In de ethaankraker worden 6 parallel opgestelde kraakfornuizen voorzien waarin de kraakprocessen plaatsvinden. De fornuizen worden verwarmd met branders die gestookt worden met stookgas (restgas van het kraakproces) en/of, in uitzonderlijke omstandigheden, met aardgas. Na warmterecuperatie (door warmterecuperatie in het proces en door stoomproductie) worden de rookgassen per fornuis naar een schoorsteen geleid. In normale productieomstandigheden is er voldoende stookgas aanwezig en wordt dus geen aardgas ingezet.
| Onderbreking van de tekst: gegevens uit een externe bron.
PR #598, opened 2026-07-25
fix(auth): coordinate the browser profile across processes

### LINKED ISSUE #597: [BUG] Concurrent server processes silently destroy the shared LinkedIn session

Het stookgas van de ECR bevat geen zwavel. 

 

De kraakreacties in de kraakfornuizen vinden plaats op hoge temperaturen in buisreactoren (coils), die aan de buitenzijde verwarmd worden. Na verloop van tijd ontstaat er een cokesafzetting aan de binnenkant van deze coils. Wanneer deze isolatielaag te dik wordt, benadert de wandtemperatuur van de coils zijn structurele limiet en moet de cokeslaag verwijderd worden in een decoke-stap. De cokes worden deels geoxideerd, waarbij CO en CO2 ontstaan, maar worden grotendeels als deeltjes in de gasstroom meegevoerd. De decoking gasstroom ondergaat een stofafscheiding om de emissie van cokesstof te beperken. Het stof wordt afgescheiden met 2 cyclonen in serie en de gassen worden vervolgens via een schoorsteen geëmitteerd.  

 

Er worden 2 stoomketels voorzien. De stoomketels hebben een capaciteit van 2 x 142,5 MW (thermisch ingangsvermogen). Deze zullen gebruik maken van het overschot aan ECR-stookgas aangevuld met aardgas. De stoomketels worden gedimensioneerd om bij opstarten van de ECR-installaties de nodige stoom te kunnen voorzien. Er is op dat moment nog geen recuperatie van proceswarmte vanuit de processen. Het opstarten van de ECR zal de grootste stoomvraag vertegenwoordigen. Op dat moment zal er enkel gebruik gemaakt worden van aardgas. Onder normale bedrijfsomstandigheden, met de installaties in normale werking, zal de ECR netto stoom exporteren. Deze stoom wordt over een turbine geleid en omgezet in elektriciteit. Het overschot stoom uit de ECR wordt aangevuld met stoom geproduceerd in de stoomketels om voldoende elektriciteit te kunnen produceren om de ECR te kunnen opereren. De productie van de additionele stoom in de stoomketels wordt deels gerealiseerd met het overschot aan stookgas van de ECR en deels met aardgas. 

 

In enkele stappen van de waterzuivering verdampen VOS (vluchtige organische stoffen) uit het afvalwater, vooral tijdens stripping- en flotatiestappen. Deze ontstane dampen worden afgezogen en de vluchtige organische stoffen zullen worden vernietigd in een thermische oxidator (naverbrander). Er worden enkel gassen afgeleid naar deze thermische oxidator (geen vloeibare stromen).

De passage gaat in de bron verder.